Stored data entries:

----------

PR #30834, opened 2026-09-06
Add channel-mixer-helper extension

AyakaNya:
## Checklist


pernielsentikaer (changes requested):
Hi @AyakaNya 👋

Thanks for the Channel Mixer Helper extension 💪 The conversion math, history view and Color Picker integration all look good, and I checked the picker callback against `raycast-cross-extension` and the Color Picker command — that part works.

I found this while reviewing:

**The Store screenshots don't pass our metadata check.** The `metadata-images` job fails on all three images. `converter.png` reports padding left 34.5% / right 50.0% / top 1.2%, `history.png` top 0.9%, `result.png` bottom 5.4% / left 47.4%, the backgrounds don't match between the images (difference 18.9 and 15.5, max 12.0), and in all three the window is cut off at the right edge. I reproduced this locally with `python3 scripts/check_metadata_images.py extensions/channel-mixer-helper`.

Could you recapture all three with Raycast's built-in **Window Capture** and **Save to Metadata**, without cropping or resizing, so the tool applies the standard padding and background? The [screenshot guidelines](https://developers.raycast.com/basics/prepare-an-extension-for-store#screenshots) cover it. `history.png` also shows `#7A213E → #222222` with `Predicted RGB 0, 0, 0`, but the current code predicts `#222222` for that pair, so that image isn't from the current version.

**Greptile's open point on history reads.** It's right that `getHistory` returns `[]` both for "nothing stored" and for a failed read, so if `LocalStorage.getItem` fails once, the next `saveHistory` writes only the new entry and drops the previous 30. Could you make a read failure distinguishable from an empty history — for example let `saveHistory` skip the write (or rethrow) when the read failed — so a transient error can't erase saved conversions?

Optional, up to you: nothing in `src/` is macOS-only and the Color Picker dependency supports Windows, so you could add `"Windows"` to `platforms` if you're comfortable testing the picker there.

---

----------

Brief: Look above for the line containing "Hi @AyakaNya 👋". Output from there through the line containing "I found this", exactly and inclusively.

Result for this exercise:
Hi @AyakaNya 👋

Thanks for the Channel Mixer Helper extension 💪 The conversion math, history view and Color Picker integration all look good, and I checked the picker callback against `raycast-cross-extension` and the Color Picker command — that part works.

I found this while reviewing:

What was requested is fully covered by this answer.